The Board, relying on Gold and Beaver Valley, argues that the trial court's order fits within this narrow exception because, should this Court dismiss its appeal as interlocutory, its original opinion will be rendered a nullity and it will be forced to render a new opinion based upon different evidence. While the Board correctly notes the consequence of the dismissal of its appeal, the fact remains that the present case is distinguishable from Gold and Beaver Valley in that the trial court's April 12, 2012 order did not decide any issues.
In Gold, a common pleas court remanded an employment discrimination matter to the Philadelphia Commission on Human Relations for a new hearing because of an impermissible commingling of prosecutorial and adjudicatory functions. The Commission appealed to this Court, and Gold filed a motion to quash alleging that the common pleas court's order was interlocutory. This Court ultimately dismissed Gold's motion to quash, concluding that the common pleas court's order amounted to a final order on the impermissible commingling issue, an issue which would never be reached on appeal if the remand was allowed to proceed.
In Beaver Valley, a common pleas court issued an order remanding a unit clarification matter to the Pennsylvania Labor Relations Board (PLRB) to reconsider its determination because the PLRB abused its discretion in refusing to consider the intermediate unit's exceptions. The intermediate unit had filed a petition for unit clarification seeking to classify several employees as confidential employees. The PLRB appealed to this Court and the intermediate unit filed a motion to quash alleging that the common pleas court's order was not a final order. This Court ultimately dismissed the intermediate unit's motion to quash, concluding that the common pleas court ordered a remand solely for the purpose of determining the confidential employee question and that its determination on the abuse of discretion issue was clearly a final determination of that question.
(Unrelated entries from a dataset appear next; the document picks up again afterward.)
PR #528, opened 2026-02-23
feat(query): add isnull operator for NULL checks

### LINKED ISSUE #527: No where filter operator supports null checking / Add is null & is not null operators
Related to the DLS DOI work. The difference between an open or closed DataPublication in that project is whether `publicationDate` is defined or not. So, in order to be able to have an open/closed filter, we need to be able to query whether `publicationDate` is null or not null. However, there's no operator for this, as using the `eq`/`=` operator doesn't work, you need to use `IS` (i.e. `IS NULL`).

I don't really have an idea for what to name the operator, maybe `isnull` and `nisnull` to keep in with the rest of the operators (where n is the negative version) or maybe just `isnull` and `notisnull`. Or maybe just add it as the `IS` operator, so `is` and `nis` - this would help if we need to query on boolean columns in the future.

joshdimanteto:
This PR will close #527 

## Description
see #527 

## Testing Instructions

- [ ] Review code
- [ ] {more steps here}

## Agile Board Tracking
#527


datagateway_api/src/swagger/initialise_spec.py
```diff
@@ -157,6 +162,8 @@ def initialise_datagateway_api_spec(spec):
             "examples": {
                 "eq": {"value": [{"id": {"eq": 1}}]},
                 "ne": {"value": [{"id": {"ne": 1}}]},
+                "is": {"value": [{"publicationDate": {"is": "NULL"}}]},
+                "nis": {"value": [{"complete": {"nis": True}}]},
```
joshdimanteto:
```suggestion
                "isnull": {"value": [{"publicationDate": {"isnull": True}}]},
```

patrick-austin (commented):
Code looks OK to me but haven't had a chance to run it yet, will try and do that when I can before approving.

I note that this is not the solution that @louise-davies suggested - are you happy enough with this as is and dealing with a general solution for the discrepancy between boolean equality and is-ness (not sure what the word for that is - identity?) when/if it comes to it?

louise-davies:
> Code looks OK to me but haven't had a chance to run it yet, will try and do that when I can before approving.
> 
> I note that this is not the solution that @louise-davies suggested - are you happy enough with this as is and dealing with a general solution for the discrepancy between boolean equality and is-ness (not sure what the word for that is - identity?) when/if it comes to it?

@patrick-austin Apparently JPQL doesn't support the `IS` operator, just specific `IS NULL` (and also `IS EMPTY`) so it had to be the specific `isnull` operator. What I was looking up was SQL specific 😓

patrick-austin (approved):
Tried it on my dev ICAT and gave the expected number of results for `"isnull": true` and `"isnull": false`.

Issue #517, opened 2025-02-26
Remove older python version


joshdimanteto:
Remove older versions of python  "3.6", "3.7", "3.8"
#515

Issue #526, opened 2026-02-12
Use pydantic settings to manage config


joshdimanteto:
https://github.com/ral-facilities/datagateway-api/pull/507#discussion_r2787719122

joshdimanteto:
https://github.com/ral-facilities/datagateway-api/pull/534#discussion_r2924101859

PR #534, opened 2026-03-11
Release/v10.0.0

joshdimanteto:
## Description

Merging develop into main for V10.0.0 release.

- #532
- #517
- #527

## Testing Instructions

- [ ] Review code
- [ ] run`poetry run semantic-release print-version` locally to ensure next version is 10.0.0


.github/workflows/ci-build.yml
```diff
@@ -152,73 +134,70 @@ jobs:
...
   linting:
-    runs-on: ubuntu-20.04
+    runs-on: ubuntu-24.04
     name: Linting
     steps:
       - name: Setup Python
         uses: actions/setup-python@f677139bbe7f9c59b41e40162b753c062f5d49a3 # v5.2.0
         with:
-          python-version: "3.9.7"
+          python-version: "3.10.4"
```
patrick-austin: `3.10.4` is 4 years old - is there a specific reason to pin to this, given we use `3.10` elsewhere?

.github/workflows/ci-build.yml
```diff
@@ -152,73 +134,70 @@ jobs:
...
   formatting:
-    runs-on: ubuntu-20.04
+    runs-on: ubuntu-24.04
     name: Code Formatting
     steps:
       - name: Setup Python
         uses: actions/setup-python@f677139bbe7f9c59b41e40162b753c062f5d49a3 # v5.2.0
         with:
-          python-version: "3.9.7"
+          python-version: "3.10.4"
```
patrick-austin: See above.

.github/workflows/ci-build.yml
```diff
@@ -152,73 +134,70 @@ jobs:
...
   safety:
-    runs-on: ubuntu-20.04
+    runs-on: ubuntu-24.04
     name: Dependency Safety
     steps:
       - name: Setup Python
         uses: actions/setup-python@f677139bbe7f9c59b41e40162b753c062f5d49a3 # v5.2.0
         with:
-          python-version: "3.9.7"
+          python-version: "3.10.4"
```
patrick-austin: See above.

.github/workflows/ci-build.yml
```diff
@@ -229,12 +208,12 @@ jobs:
...
         uses: actions/setup-java@b36c23c0d998641eff861008f374ee103c25ac73 # v4.4.0
         with:
-          distribution: 'temurin'
+          distribution: "temurin"
           java-version: 8
       - name: Setup Python
         uses: actions/setup-python@f677139bbe7f9c59b41e40162b753c062f5d49a3 # v5.2.0
         with:
-          python-version: "3.9.7"
+          python-version: "3.10.4"
```
patrick-austin: See above.

datagateway_api/src/common/filter_order_handler.py
```diff
@@ -87,7 +88,7 @@ def add_icat_relations_for_non_related_fields_of_panosc_related_entities(
         python_icat_include_filter = None
         icat_relations = []
         for filter_ in self.filters:
-            if type(filter_) == PythonICATIncludeFilter:
+            if type(filter_) is PythonICATIncludeFilter:
```
patrick-austin, line 91: Generally speaking [it's better to use ](https://www.geeksforgeeks.org/python/type-isinstance-python/)`isinstance(a, b)` than `type(a) is b` - is there a reason for this (i.e. NOT wanting to return `true` for subclasses)?

Dockerfile
patrick-austin, line 1: The Dockerfile uses Python3.11, but the README.md and CI use 3.10? Is there a reason to not make this consistent (especially given Python3.10 is "only" LTS until October).

datagateway_api/src/datagateway_api/database/backend.py
```diff
@@ -61,7 +61,7 @@ def login(self, credentials, **kwargs):
             )
             return session_id
         else:
-            raise AuthenticationError("Username and password are incorrect")
+            raise AuthenticationError("Username and password are incorrect") from None
```
patrick-austin: I don't think `from None` serves a purpose here as we are not in the context of an `except` block? What is it intended to achieve?

datagateway_api/src/search_api/panosc_mappings.py
```diff
@@ -11,9 +11,14 @@
 
 class PaNOSCMappings:
     def __init__(
-        self, path=Path(__file__).parent.parent.parent / "search_api_mapping.json",
+        self,
+        path=None,
```
patrick-austin: This could now fit on one line.

docker/docker-entrypoint.sh
patrick-austin, line 1: I'm not sure how this is intended to work (but I'm not great at shell). If `/datagateway-api-run/datagateway_api/config.yaml` doesn't exist, then the sed command will fail too? 

Regardless, I don't think this should be necessary. By default Pydantic settings will take env variables as a possible configuration source and can use them to overwrite lower priority sources, in particular default settings - so if `$ICAT_URL` etc. are defined and pydantic is configured correctly you _should_ get this for free?

test/integration/datagateway_api/test_backends.py
```diff
@@ -17,7 +17,7 @@ class TestBackends:
     def test_valid_backend_creation(self, backend_name, backend_type):
         test_backend = create_backend(backend_name)
 
-        assert type(test_backend) == backend_type
+        assert type(test_backend) is backend_type
```
patrick-austin: Again, is there a reason to not use `isinstance`?

test/unit/search_api/test_panosc_mappings.py
```diff
@@ -152,13 +162,16 @@ def test_valid_get_panosc_non_related_field_names(
         test_panosc_entity_name,
         expected_non_related_field_names,
     ):
-        non_related_field_names = test_panosc_mappings.get_panosc_non_related_field_names(  # noqa: B950
-            test_panosc_entity_name,
+        non_related_field_names = (
+            test_panosc_mappings.get_panosc_non_related_field_names(  # noqa: B950
```
patrick-austin:
```suggestion
            test_panosc_mappings.get_panosc_non_related_field_names(
```

By my count this line is now only 69 characters, so does it need to ignore B950?

test/unit/test_get_entity_object.py
```diff
@@ -14,18 +14,22 @@ class TestGetEntityObject:
...
+                type(FACILITY),
+                id="plural entity name, 'y' to 'ies'",
             ),
         ],
     )
     def test_valid_get_entity_object_from_name(self, entity_name, expected_object_type):
         database_entity = get_entity_object_from_name(entity_name)
 
-        assert type(database_entity) == expected_object_type
+        assert type(database_entity) is expected_object_type
```
patrick-austin: `isinstance`?

util/icat_db_generator.py
```diff
@@ -876,16 +903,20 @@ def generate_dataset(self, i):
...
         dataset.investigation = self.client.get(
             "Investigation",
-            investigation_id
-            if investigation_id != 0
-            else InvestigationGenerator.amount - 1,
+            (
+                investigation_id
+                if investigation_id != 0
+                else InvestigationGenerator.amount - 1
+            ),
```
patrick-austin, line 910: I find the ternary operators for the modular id division (particularly when spread over 5 lines) not very easy to read. I was going to suggest a change here, but frankly, the entire generation script is undermined by the decision to use `range(1, N)` since this excludes `N` from the range. So you have these off by one errors all over the place, and all the comments saying there are so many of this entity are going to be wrong.

Changing all that would be out scope, so on balance I'm OK with this as it is.

test/integration/search_api/test_search_api_query_filter_factory.py
```diff
@@ -1781,15 +1849,15 @@ def test_valid_include_filter_with_where_filter_in_scope(
...
             if isinstance(test_filter, NestedWhereFilters):
                 for expected_nested in expected_nested_wheres:
                     assert repr(test_filter) == repr(expected_nested)
-                    expected_nested_wheres.remove(expected_nested)
+                    expected_nested_wheres.remove(expected_nested)  # noqa: B909
             if isinstance(test_filter, SearchAPIWhereFilter):
                 for expected_where in expected_where_filter_data:
                     assert repr(test_filter) == repr(expected_where)
-                    expected_where_filter_data.remove(expected_where)
+                    expected_where_filter_data.remove(expected_where)  # noqa: B909
```
patrick-austin: I don't think you should be ignoring the linter here, removing elements from the list inside the for loop will effectively mean you skip every second assert. Which is giving you what you want because (and only because) none of your expected lists have more than 2 entries, and what you actually want to do is `break` the loop when a match is found. But the moment one of these lists have 3 entries, this is going to fail as it will assert on entries 1 and 3, and the second assert will fail. You're also vulnerable to the case where the right number of filters are returned of the wrong type, since it may enter the first block, but because `expected_included_entities` is an empty list we don't assert anything at all.

There is no need for the inner `for` loops here at all. What you should be doing is something like:
```python
expected_where = expected_where_filter_data.pop(0)
assert repr(test_filter) == repr(expected_where)
```
Provided the order of filters is determinate (which it must be in order for this code to pass) I think this should work.

I might have missed something here just going off the code and not having run it, but as is, this looks brittle to me (that's what the linter is telling you and should not be ignored). At least it uses `isinstance` though 👍🏼

test/integration/search_api/test_search_api_query_filter_factory.py
```diff
@@ -1867,15 +1935,15 @@ def test_valid_include_filter_with_include_filter_in_scope(
...
+            test_request_filter,
+            test_entity_name,
         )
 
         assert len(filters) == expected_length
         for test_filter in filters:
             if isinstance(test_filter, SearchAPIIncludeFilter):
                 for expected_include in expected_included_entities:
                     assert test_filter.included_filters == expected_include
-                    expected_included_entities.remove(expected_include)
```
patrick-austin, line 1878: As above, removing the `remove` is only a solution because all the lists happen to be single entry. I think it would be better (i.e. more resilient to future test changes as well as more explicit/understandable) to `pop(0)` from `expected_included_entities` in the outer loop and get rid of the inner.

test/integration/search_api/test_search_api_query_filter_factory.py
```diff
@@ -2059,31 +2135,27 @@ def test_valid_filter_input_with_all_filters(
...
                     assert repr(test_filter) == repr(expected_where)
-                    expected_where_filter_data.remove(expected_where)
             if isinstance(test_filter, SearchAPILimitFilter):
                 for expected_limit in expected_limit_values:
                     assert test_filter.limit_value == expected_limit
-                    expected_limit_values.remove(expected_limit)
             if isinstance(test_filter, SearchAPISkipFilter):
                 for expected_skip in expected_skip_values:
                     assert test_filter.skip_value == expected_skip
-                    expected_skip_values.remove(expected_skip)
```
patrick-austin, line 2156: See above.

datagateway_api/src/datagateway_api/database/models.py
```diff
@@ -44,21 +43,23 @@ def __init__(self, enum_type):
     def process_bind_param(self, value, dialect):
         if isinstance(value, self.enum_type):
             return value.value
-        raise DatabaseError(f"value {value} not in {self.enum_type.__name__}")
+        raise DatabaseError(f"value {value} not in {self.enum_type.__name__}") from None
```
patrick-austin: See other comment - we don't have any except context to suppress?

patrick-austin (changes requested):
Most of this is fine (whitespace changes)/I agree with (chaining exceptions), but there are a few points that I think should be changed:
* Inconsistency in Python version
* `isinstance`
* `from None` being used outside of `except`?
* `docker/docker-entrypoint.sh‎`
* Removing entities from within the loop

docker/docker-entrypoint.sh
louise-davies: The intent of the shell script is to check if the config file exists, if it does then it doesn't use the example config and edit the environment variables into it. aka this means if a config file has been supplied via a volume then the script should leave it alone, if one isn't provided then it does what it previously did which was the templating.

I don't know about pydantic, because this uses a YAML config I presumed I couldn't configure it via env variables and needed to provide the `config.yaml` hence the change. If pydantic provides the ability to do defaults via env variables then it would be good to see an example compose file that I could adapt.

patrick-austin: Yeah that intent makes sense but
https://github.com/ral-facilities/datagateway-api/blob/52297aeee6b71c6aad358c4f342cc0eb0bb89a65/docker/docker-entrypoint.sh#L4
is `true` if config doesn't exist
and
https://github.com/ral-facilities/datagateway-api/blob/52297aeee6b71c6aad358c4f342cc0eb0bb89a65/docker/docker-entrypoint.sh#L12-L15
takes the config file as input - but that doesn't exist so won't you just get `No such file or directory` in the case where the config is not provided?

> I don't know about pydantic, because this uses a YAML config I presumed I couldn't configure it via env variables and needed to provide the config.yaml hence the change. If pydantic provides the ability to do defaults via env variables then it would be good to see an example compose file that I could adapt.

Right now it won't work because (I just checked now) this repo doesn't use the pydantic settings class (?) but just manually loads a pydantic model. If you did, you can [prioritise your sources](https://docs.pydantic.dev/latest/concepts/pydantic_settings/#customise-settings-sources):
Loading from config.env (low priority):
```
>>> from icat_doi_minter_api.config import Settings
>>> Settings().facility
'LILS'
```
Loading from actual environment, if defined (mid priority):
```
$ export FACILITY="LILS2"
```
```
>>> from icat_doi_minter_api.config import Settings
>>> Settings().facility
'LILS2'
```
Loading from init (highest priority):
```
>>> from icat_doi_minter_api.config import Settings
>>> Settings(facility="LILS3").facility
'LILS3'
```

louise-davies: Ah, I didn't notice that about that it expects the `config.yaml` to exist. It should instead use the `config.example.yaml` (it previously copied the example file earlier, hence why it edits `config.yaml` here)

It sounds like improving the settings can come in a later PR/branch? As what's here works for now (other than changing the sed command to act on `config.example.yaml`)

.github/workflows/ci-build.yml
joshdimanteto: I'll update this to use 3.10 like the other places

docker/docker-entrypoint.sh
joshdimanteto: I'll create an task for this

util/icat_db_generator.py
joshdimanteto: I'll create an issue of this

test/integration/search_api/test_search_api_query_filter_factory.py
joshdimanteto: I tried to refactor this test when I was doing this #517 pr but the test keep on failing. I'll try your solution to see if this fixes it 👍

joshdimanteto: It work 🥳, I'm implementing the change now

docker/docker-entrypoint.sh
joshdimanteto: #526

datagateway_api/src/common/filter_order_handler.py
joshdimanteto: There’s a comment just below explaining why we don’t in this case. here is the comment 

```
                # Using `type` as `isinstance` would return `True` for any class that
                # inherits `PythonICATIncludeFilter` e.g. `SearchAPIIncludeFilter`.`
```

Dockerfile
```diff
@@ -1,7 +1,7 @@
 # Dockerfile to build and serve datagateway-api
 
 # Build stage
-FROM python:3.11-alpine@sha256:f07e2ace46f560f09a6eeec7b4913b80ee99546e749ef82342a419a326620856 AS builder
+FROM python:3.10.4-alpine@sha256:sha256:3ccf8d308cd8cf6b97540a2c5b202b8ce513bdd43a1fd73c1d9e657b96e7ded4 AS builder
```
patrick-austin:
```suggestion
FROM python:3.10.4-alpine@sha256:3ccf8d308cd8cf6b97540a2c5b202b8ce513bdd43a1fd73c1d9e657b96e7ded4 AS builder
```

Dockerfile
```diff
@@ -16,7 +16,7 @@ RUN --mount=type=cache,target=/root/.cache \
 
 
 # Install & run stage
-FROM python:3.11-alpine@sha256:f07e2ace46f560f09a6eeec7b4913b80ee99546e749ef82342a419a326620856
+FROM python:3.10.4-alpine@sha256:sha256:3ccf8d308cd8cf6b97540a2c5b202b8ce513bdd43a1fd73c1d9e657b96e7ded4
```
patrick-austin:
```suggestion
FROM python:3.10.4-alpine@sha256:3ccf8d308cd8cf6b97540a2c5b202b8ce513bdd43a1fd73c1d9e657b96e7ded4
```

patrick-austin (changes requested):

Dockerfile
joshdimanteto: Cheers the version was also wrong as well. I need to use this version as it does not have an vulnerabilities  

https://hub.docker.com/layers/library/python/3.10.14-alpine/images/sha256-155d65335d7dddeaaeb109ff7deefb36405ed0829064577c38446356ba1e9c14

`python:3.10.14-alpine@sha256:3ccf8d308cd8cf6b97540a2c5b202b8ce513bdd43a1fd73c1d9e657b96e7ded4`

joshdimanteto: ignore what i said above i should be using this https://hub.docker.com/layers/library/python/3.10.20-alpine/images/sha256-d13464d245790978bfe05464d5ed04907929032e5488b1b6351e869c8ad27572

patrick-austin (approved):

docker/docker-entrypoint.sh
```diff
@@ -1,17 +1,21 @@
...
+    TEMPFILE="$(mktemp)"
 
-cat "$TEMPFILE" > datagateway_api/config.yaml
-rm "$TEMPFILE"
+    # Set values in config.yaml from environment variables
+    # No quotes for icat_check_cert because it's boolean
+    sed -e "s|icat_url: \".*\"|icat_url: \"$ICAT_URL\"|" \
+        -e "s|icat_check_cert: .*|icat_check_cert: $ICAT_CHECK_CERT|" \
+        -e "s|log_location: \".*\"|log_location: \"$LOG_LOCATION\"|" \
+        /datagateway-api-run/datagateway_api/config.yaml > "$TEMPFILE"
```
patrick-austin: This still needs to change to `.example` or equivalent right?

patrick-austin (changes requested):

docker/docker-entrypoint.sh
louise-davies:
```suggestion
        /datagateway-api-run/datagateway_api/config.yaml.example > "$TEMPFILE"
```

patrick-austin (approved):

In the present case, the trial court's April 12, 2012 order did not decide an issue which would evade appellate review, nor did this order render a final determination of any specific issue. To the contrary, the trial court's order set forth no findings or legal conclusions and did not otherwise adjudicate any rights. Rather, the trial court's order merely remanded the matter to the Board for further proceedings before the hearing examiner, including the presentation of additional evidence by Licensee.
In this regard, it is evident that the trial court was concerned with respect to the relatively short time period between the mailing of Board's hearing notice and the actual hearing date. --------
While the Board correctly notes that the trial court conducts de novo review of Board decisions and may itself receive additional evidence, the trial court is not required to retry the case in its entirety. Two Sophia's v. Pennsylvania Liquor Control Board, 799 A.2d 917 (Pa. Cmwlth. 2002) (citing Pennsylvania State Police v. Kelly's Bar, 536 Pa. 310, 639 A.2d 440 (1994)). Rather, the trial court is afforded wide discretion with respect to its de novo review. Indeed, we noted in Two Sophia's that while a common pleas court, in the course of conducting de novo review, must accept the record of the Board if offered, the trial court has discretion to consider any additional evidence properly received at a de novo hearing. The Board cites no authority, and we have found none, prohibiting the trial court from remanding a matter to the Board for consideration of such additional evidence.
Because the trial court's April 12, 2012 order is interlocutory and did not decide any issues which might evade appellate review, the order is not appealable, and the Board's appeal must be quashed.
/s/_________
PATRICIA A. McCULLOUGH, Judge ORDER
AND NOW, this 20th day of May, 2013, the Pennsylvania Liquor Control Board's appeal of the April 12, 2012 order of the Court of Common Pleas of Allegheny County is hereby quashed.